Yes, I completely agree with this point. I hope I made it clear that I like thinking about data like this exclusively for personal "outside view"-y reflection. So things like, "Oh I haven't gotten anything done this morning, maybe it's because of (x cycle variable), so maybe I can do (y intervention) to fix things". And then, generalizing to other women only in the sense that they might find it helpful to think similar thoughts. 

They didn't mention sex drive, but the binary variable "had sex" did come up in the study. However individual fluctuations cancelled out any patterns beyond "more sex on weekends" and "less sex during periods". 

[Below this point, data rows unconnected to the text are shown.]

PR #1323, opened 2023-04-13
Add initial Terraform code for AKS

thomasleese:
This sets up the project ready to start work on migrating the infrastructure to AKS.

Depends on https://github.com/DFE-Digital/terraform-modules/pull/13.


.github/workflows/actions/deploy-environment/action.yml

comment by AM · 2021-04-05T14:07:51.136Z · LW(p) · GW(p)

Great write-up! I work at another femtech company and will share this with some of my colleagues. 

Three thoughts/comments:
1. Clue is very focused on period dates (being a period tracker) and doesn't have very accurate ovulation data. Therefore, cyclical changes in metrics that are affected by ovulation rather than by period will look dimmer due to differences between the length of peoples' Luteal phase.  E.g. the BBT signal would probably be much sharper if the x axis was "days relative to ovulation" rather than "days relative to period", since the temperature change is being caused by hormonal changes at ovulation rather than at the period.

2. On sleep tracking, many of my colleagues track their sleep with the Oura ring and have noticed that their sleep is reported in the Oura app as being significantly worse during their Luteal phase (the phase between Ovulation and Period). Turns out this was not due to actual worse sleep, but due to Oura measuring their temperature and picking up on the BBT rise after ovulation. Oura assumed that higher temperatures = worse sleep (in general probably true, but only useful for people without menstrual cycles). Just something to watch out for — surprisingly many products still aren't designed to work properly for 50% of their potential users.

3. Echoing what remizidae says: although these patterns show up with enough data, only a few of them are usable on individuals. I've looked at trying to apply predictive models for several of these metrics on individuals and it's very rare that you get anything that feels more accurate than pure noise. The only exceptions are the really physical ones such as heart rate and temperature.